Task to carry out:
Only the number is needed: how many lines in the entries below contain the string "which"?

BEGIN

PR #2061, opened 2018-03-09
[UWP] AccessKey support on VisualElement and TabbedPage

### LINKED ISSUE #1672: [Enhancement] UWP: Button: AccessKey support
image

## Rationale

Disabled and/or power users find the keyboard easier/faster to use than the mouse. 

## Implementation

A UAP platform specific subset of https://docs.microsoft.com/en-us/windows/uwp/design/input/access-keys as can be exposed via the following:

```csharp
public class View {
	public static readonly BindableProperty AccessKey; // string
	public static readonly BindableProperty AccessKeyPlacement; // AccessKeyPlacement
}

public enum AccessKeyPlacement {
	Auto = 0,
	Top, 
	Bottom, 
	Right, 
	Left, 
	Center, 
}
```

## Expected Result

 https://docs.microsoft.com/en-us/windows/uwp/design/input/access-keys

## Implications for CSS

None.

## Backward Compatibility

None.

## Difficulty : Easy

The test matrix should include all derivations of View typically clicked or tapped.

henricm:
### Description of Change ###

Fixes #1672 by adding AccessKey, AccessKeyPlacement and horizontal
and vertical offset properties to Windows specific VisualElement class.
Also handles AccessKeys for tabbed pages (ContentPage).

### API Changes ###

Added:
 - New `enum AccessKeyPlacement` for specifying placement of the access key tooltip.
 - string WindowsSpecific.VisualElement.AccessKey { get; set; } //Bindable Property
 - AccessKeyPlacement WindowsSpecific.VisualElement.AccessKeyPlacement { get; set; } //Bindable Property
 - double WindowsSpecific.VisualElement.AccessKeyHorizontalOffset{ get; set; } //Bindable Property
 - double WindowsSpecific.VisualElement.AccessKeyVerticalOffset{ get; set; } //Bindable Property
 
### Behavioral Changes ###

When you set AccessKey property button, tab etc will be able to execute its action when user presses the Alt-button. When the Alt-button is pushed once, access key tooltips will be displayed.

### PR Checklist ###


Xamarin.Forms.Platform.UAP/TabbedPageRenderer.cs
```diff
@@ -232,16 +237,48 @@ void OnLoaded(object sender, RoutedEventArgs args)
...
 			e.Apply(Element.Children, Control.Items);
-
+			switch (e.Action)
+			{
+				case NotifyCollectionChangedAction.Add:
+				case NotifyCollectionChangedAction.Remove:
+				case NotifyCollectionChangedAction.Replace:
+					if (e.NewItems != null)
+						foreach (var c in e.NewItems)
+							(c as Page).PropertyChanged += OnChildPagePropertyChanged;
```
jassmith: I wonder if there is a way to not sub/unsub this event and still achieve this effect. Its expensive to sub PropertyChanged as it triggers a fair bit...

henricm: Good point. However - is it that big difference compared to other property change handling.
One thought could be to try to handle this in xaml with converters or something? Haven't looked alot into that yet though.

Xamarin.Forms.Platform.UAP/TabbedPageRenderer.cs
```diff
@@ -232,16 +237,48 @@ void OnLoaded(object sender, RoutedEventArgs args)
...
+		void OnPagesChanged(object sender, NotifyCollectionChangedEventArgs e) {
 			e.Apply(Element.Children, Control.Items);
-
+			switch (e.Action)
+			{
+				case NotifyCollectionChangedAction.Add:
+				case NotifyCollectionChangedAction.Remove:
+				case NotifyCollectionChangedAction.Replace:
+					if (e.NewItems != null)
+						foreach (var c in e.NewItems)
```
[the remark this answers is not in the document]
henricm: Sure. Curious though - why is that preferred? :-)

henricm:
@PureWeen thanks for the feedback!

I haven't looked into implementing access key scope in this PR. I read about how it works in UWP but I reasoned that as a first step we only wanted basic support for access keys. 
However, I could dive more into that if desired? In that case we probably want to add support for `AccessKeyInvoked` event too. 
There is also localization of access keys which natively is handled in XAML and I'm not sure how that would translate in the Xamarin.Forms world.

PureWeen:
@henricm   Yea I looked at the Localization as well seeing what made sense. My thought here is that since this is all settable from forms as a string you can just use the Localization APIs through forms to set things to a Localized value..   If you use the bindings to set these properties then localization can just be achieved that way

As far as the native support for localization that feels like it would just be a different issue as that's just about setting the Uid of the elements right? Opening up a platform API that lets you set the Uid on the native control would just be generally useful it seems but outside the scope of this issue.

As far as *IsAccessKeyScope*. My thoughts would be that if it's easy enough to apply the property at the layout level and then translate this down into UWP go for it but if the devil in the details makes this too tricky then a separate issue would suffice..   Is it as easy as adding a property to *Xamarin.Forms.Layout* then having *LayoutRenderer* on UWP set the property?  Or am I being short sighted?

henricm:
@PureWeen sounds good regarding localization and I will definitely have a look at access key scope. Hopefully later this week.

Xamarin.Forms.Platform.UAP/TabbedPageRenderer.cs
```diff
@@ -429,5 +460,65 @@ void UpdateBarIcons()
 					Control.InvalidateMeasure();
 			}
 		}
+        void UpdateToolbarPlacement()
```
hartez: Spaces -> Tabs

Xamarin.Forms.Platform.UAP/TabbedPageRenderer.cs
```diff
@@ -429,5 +460,65 @@ void UpdateBarIcons()
...
+		}
+
+		void AccessKeyInvokedForTab(UIElement sender, AccessKeyInvokedEventArgs arg)
+		{
+			var tab = sender as TextBlock;
+			if (tab != null && tab.DataContext is Page page)
+				Element.CurrentPage = page;
+		}
+
+		protected void UpdateAccessKey(TextBlock control) {
```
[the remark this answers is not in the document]
henricm: Created AccessKeyHelper which should take care of this now.

henricm:
@PureWeen I wrestled a bit with adding `IsAccessKeyScope` on Layout and then setting the property on the UWP control. However I couldn't get it to work I'm afraid. I also tried enumerate the UWP specific controls (Panels etc) and try to figure out if the property could be set there instead. But I never managed to find a way to get it to work. I'm sure that someone with more UWP and/or Xamarin.Forms knowledge will be able to solve this.

PureWeen:
@henricm   yea :-/  I hoped it'd be just be an easy win but I'm not surprised it wasn't.  Changes look good

henricm:
@hartez the duplicate has been removed and everything is rebased as of today so please take another look when you have time. Thanks!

END

Exercise output:
2